Totally agree with it 

I have in the past emphasised this point many times that teaching of sikhism cant be put into boundaries to create a rival of other religions .



Jatinder Singh


----------



## Arvind (Jun 30, 2006)

drkhalsa said:
			
		

> Totally agree with it
> 
> I have in the past emphasised this point many times that teaching of sikhism cant be put into boundaries to create a rival of other religions .
> 
> ...


Great to see this   

  Such mindsets give me immense pleasure.

Regards.


----------



## bopadum (Jun 30, 2006)

Chica said:
			
		

> Hi ALL!!!
> 
> my names Ruby..first time poster..rock on me!!!  haha
> 
> ...


 
My 2 pence worth!

Read Guru Nanaks Janam Sakhi (life story by his close ones) He was first taught by a Pandit, then by a Maulvi. So he was educated in both religons.

He himself - more than likely a hindu background. 

Guru Nanak was the original rebel. His uniform/garb/clothing he wore was done by choice to question society.

Going to Chola Shaib confirms this. His Chola had all sorts of stuff written all over it, Star Charts, Urdu, Sanskrit, Gurmukhi etc.

Though he started off from a certain back ground he refused both (remember, at the time there was no real definition of Sikhi)

If he is muslim - which could be possible. Then why don't muslims believe/praise him?

His janam Sakhi will not be clear on this as when he came out of the river he is famous for saying: Na Kohi Hindu Nah Muslman over and over again.

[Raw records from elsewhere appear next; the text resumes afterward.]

PR #3635, opened 2026-06-30
ci: add nightly CI workflow that runs all workspaces

christoph-jerolimov:

Adds a scheduled nightly workflow that runs the full CI suite across all workspaces with Node 22 and 24, plus a helper script to list workspaces with optional filtering via workflow_dispatch input.

Tested this in my fork.

### With one workspace defined

You can run specific tests for the main branch from the GitHub UI:

image

Running job when one workspace is passed

image

Finished

image

### No workspace passed

Running job when no workspace is passed:

image

Finished with errors:

image

### DIFF
--- a/.github/workflows/ci-nightly.yml
+++ b/.github/workflows/ci-nightly.yml
@@ -1,0 +1,195 @@
+name: CI Nightly
+
+on:
+  # Run every night at 00:00 UTC
+  schedule:
+    - cron: '0 0 * * *'
+  # Allow manual runs, optionally scoped to a subset of workspaces
+  workflow_dispatch:
+    inputs:
+      workspaces:
+        description: 'Optional JSON string array of workspaces to run, e.g. ["global-header","theme"]. When empty all workspaces run.'
+        required: false
+        type: string
+
+jobs:
+  list-workspaces:
+    name: List workspaces
+    runs-on: ubuntu-latest
+    outputs:
+      workspaces: ${{ steps.list-workspaces.outputs.workspaces }}
+    steps:
+      - name: Checkout
+        uses: actions/checkout@34e114876b0b11c390a56381ad16ebd13914f8d5 # v4
+
+      - name: Set up Node
+        uses: actions/setup-node@49933ea5288caeca8642d1e84afbd3f7d6820020 # v4
+        with:
+          node-version: 24
+          registry-url: https://registry.npmjs.org/ # Needed for auth
+
+      - name: List workspaces
+        id: list-workspaces
+        run: node ./scripts/ci/list-all-workspaces.js
+        env:
+          WORKSPACES: ${{ inputs.workspaces }}
+
+  ci:
+    name: Workspace ${{ matrix.workspace }}, CI step for node ${{ matrix.node-version }}
+    runs-on: ubuntu-latest
+    needs: list-workspaces
+    strategy:
+      matrix:
+        workspace: ${{ fromJSON(needs.list-workspaces.outputs.workspaces) }}
+        node-version: [22, 24]
+      fail-fast: false
+    defaults:
+      run:
+        working-directory: ./workspaces/${{ matrix.workspace }}
+
+    env:
+      CI: true
+      NODE_OPTIONS: --max-old-space-size=8192
+
+    steps:
+      - name: Checkout
+        uses: actions/checkout@34e114876b0b11c390a56381ad16ebd13914f8d5 # v4
+
+      - name: Set up Node ${{ matrix.node-version }}
+        uses: actions/setup-node@49933ea5288caeca8642d1e84afbd3f7d6820020 # v4
+        with:
+          node-version: ${{ matrix.node-version }}
+          registry-url: https://registry.npmjs.org/ # Needed for auth
+
+      - name: yarn install
+        run: yarn install --immutable
+
+      - name: check for missing repo fixes
+        run: yarn fix --check
+
+      - name: validate config
+        if: ${{ hashFiles(format('workspaces/{0}/app-config.yaml', matrix.workspace)) != '' }}
+        run: yarn backstage-cli config:check --lax
+
+      - name: type checking and declarations
+        run: yarn tsc:full
+
+      - name: prettier
+        run: yarn prettier:check
+
+      - name: read knip-reports flag from bcp.json
+        id: bcp
+        run: |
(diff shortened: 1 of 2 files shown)


scripts/ci/list-all-workspaces.js
```diff
@@ -0,0 +1,98 @@
...
+
+  return parsed;
+}
+
+function listAllWorkspaces(workspacesDir) {
+  return fs
+    .readdirSync(workspacesDir, { withFileTypes: true })
+    .filter(dirent => dirent.isDirectory())
+    .map(dirent => dirent.name)
+    .filter(name =>
```
gustavolira, line 59: This only filters on "has a package.json", but the repo already has `scripts/list-workspaces.js` exporting `listWorkspaces()`, which excludes `EXCLUDED_WORKSPACES = ['noop', 'repo-tools']`. Both of those do have a package.json, so the nightly matrix will run full CI (x Node 22 and 24) on the `noop` placeholder and on `repo-tools`. Should we reuse `listWorkspaces()` here, or at least copy its exclusion list, so the two listers don't diverge?

.github/workflows/ci-nightly.yml
```diff
@@ -0,0 +1,195 @@
...
+        run: yarn build:knip-reports --ci
+
+      - name: check api reports and generate API reference
+        run: yarn build:api-reports:only --ci
+
+      - name: build all packages
+        run: yarn backstage-cli repo build --all
+
+      - name: lint
+        run: yarn backstage-cli repo lint --since origin/main
```
gustavolira, line 105: Does this actually lint anything on the scheduled run? On a `schedule` trigger we check out the default branch, so `HEAD == origin/main` and `repo lint --since origin/main` finds no changed packages. Since the point of the nightly is to exercise everything, shouldn't this be `--all` (or otherwise unscoped) here?

.github/workflows/ci-nightly.yml
```diff
@@ -0,0 +1,195 @@
...
+        id: tests
+        env:
+          JEST_JUNIT_OUTPUT_DIR: ${{ runner.temp }}/test-results/${{ matrix.workspace }}
+          JEST_JUNIT_CLASSNAME: '{filepath}'
+          JEST_JUNIT_UNIQUE_OUTPUT_NAME: 'true'
+        run: yarn test:all --maxWorkers=3 --reporters=default --reporters=${{ runner.temp }}/jest-junit/node_modules/jest-junit
+
+      - name: Upload coverage to Codecov
+        if: ${{ !cancelled() && steps.tests.outcome != 'skipped' }}
+        uses: codecov/codecov-action@57e3a136b779b570ffcdbf80b3bdc90e7fab3de2 # v6.0.0
```
gustavolira, line 125: This pins `codecov-action` to `v6.0.0`, but `ci.yml` is already on `fb8b3582... # v6.0.2`. New file shouldn't land on an older pin — worth matching `ci.yml` so they don't drift from day one. (Good example of why duplicating the whole job is risky.)

scripts/ci/list-all-workspaces.js
```diff
@@ -0,0 +1,98 @@
...
+/**
+ * Lists the workspaces that should run in the nightly CI workflow.
+ *
+ * When the WORKSPACES environment variable is set it is parsed as a JSON
+ * string array and used as an explicit allow list. Otherwise every workspace
+ * that contains a package.json is returned.
+ */
+function parseRequestedWorkspaces() {
+  const raw = process.env.WORKSPACES?.trim();
+  if (!raw) {
```
gustavolira, line 29: The dispatch description says "when empty all workspaces run," which holds for an empty string. But an empty JSON array `[]` is truthy, so it flows through as an explicit empty allow-list: the matrix ends up empty, `ci`/`verify` get skipped, and the `result` job's `contains(needs.*.result, 'skipped')` then fails the run. Should we treat `[]` the same as unset (or reject it with a clear error)?

.github/workflows/ci-nightly.yml
```diff
@@ -0,0 +1,195 @@
...
+    - cron: '0 0 * * *'
+  # Allow manual runs, optionally scoped to a subset of workspaces
+  workflow_dispatch:
+    inputs:
+      workspaces:
+        description: 'Optional JSON string array of workspaces to run, e.g. ["global-header","theme"]. When empty all workspaces run.'
+        required: false
+        type: string
+
+jobs:
```
gustavolira, line 15: Two top-level keys worth adding here: an explicit `permissions:` block (`contents: read` baseline) like most sibling workflows already declare, and a `concurrency:` group so a manual `workflow_dispatch` during the scheduled run doesn't stack two full all-workspace matrices in parallel.

.github/workflows/ci-nightly.yml
```diff
@@ -0,0 +1,195 @@
...
+          WORKSPACES: ${{ inputs.workspaces }}
+
+  ci:
+    name: Workspace ${{ matrix.workspace }}, CI step for node ${{ matrix.node-version }}
+    runs-on: ubuntu-latest
+    needs: list-workspaces
+    strategy:
+      matrix:
+        workspace: ${{ fromJSON(needs.list-workspaces.outputs.workspaces) }}
+        node-version: [22, 24]
```
gustavolira, line 44: Everything from "Set up Node" down through `verify` and `result` is a near-verbatim copy of `ci.yml` (~150 lines). It'll rot — the codecov pin below is already an instance of the two drifting. Could we extract the per-workspace steps into a `workflow_call` reusable workflow that takes a `workspaces` JSON input, and have both `ci.yml` and this file call it? Bigger refactor since it touches the existing CI, but the two are basically identical now so it pays off fast.

.github/workflows/ci-nightly.yml
```diff
@@ -0,0 +1,195 @@
...
+
+      - name: publish check
+        run: yarn backstage-cli repo fix --check --publish
+
+      - name: Install jest-junit reporter
+        run: |
+          npm install jest-junit@17.0.0 --ignore-scripts --prefix ${{ runner.temp }}/jest-junit
+          mkdir -p ${{ runner.temp }}/test-results/${{ matrix.workspace }}
+
+      - name: Test changed packages
```
gustavolira, line 115: nit: "Test changed packages" is inherited from `ci.yml`, but in a workflow whose whole job is running everything (`yarn test:all`) the name reads wrong. "Test all packages" would be clearer in the logs here.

And yes - once he left this world there was a struggle of whether he should be buried or cremated. Both religons wanted to have claim to him. Ill let you read the Janam Sakhi to find out the ending.


----------



## dalbirk (Jun 11, 2008)

Dear Rubi
   Guru Nanak Dev Ji did not believe in the following :
1. The Existence of a Satan 
2 . The circumcision of men
3 . The existence of Heaven & Hell 
4. God residing in a particular place ie Kaaba
5. The observance of fasting ie Rozas of Ramzaan
6. The difference between head hair & facial hair ie Human Beard is sacred as compared to Human  head hair & Shariat Way of cutting moustache
7. The Animal Sacrifice 
8 . Pilgrimage ie Hajj 
9 . The Existence of Seventh Sky 
10 . The God ( Allah ) is for Believers only 
11 . Difference in status of men & women 
12 . Prophet Mohhammed ( PUBH ) was the last messanger of God . 
13 . The Day of Ressurction 
  These were his beliefs from the very beginning , not evolutionary . From day one he was firm in his beliefs & All the Gurbani stands as a testimony to his philosophy . For every one Muslim thinking Guru Nanak Dev Ji to be a Muslim , one can come across at One hundred Hindus claiming him to be a Hindu instead . Don't go for others beliefs , read Gurbani & find it for urself . Sikhism is a totally independent faith , avery Modern Religion .


----------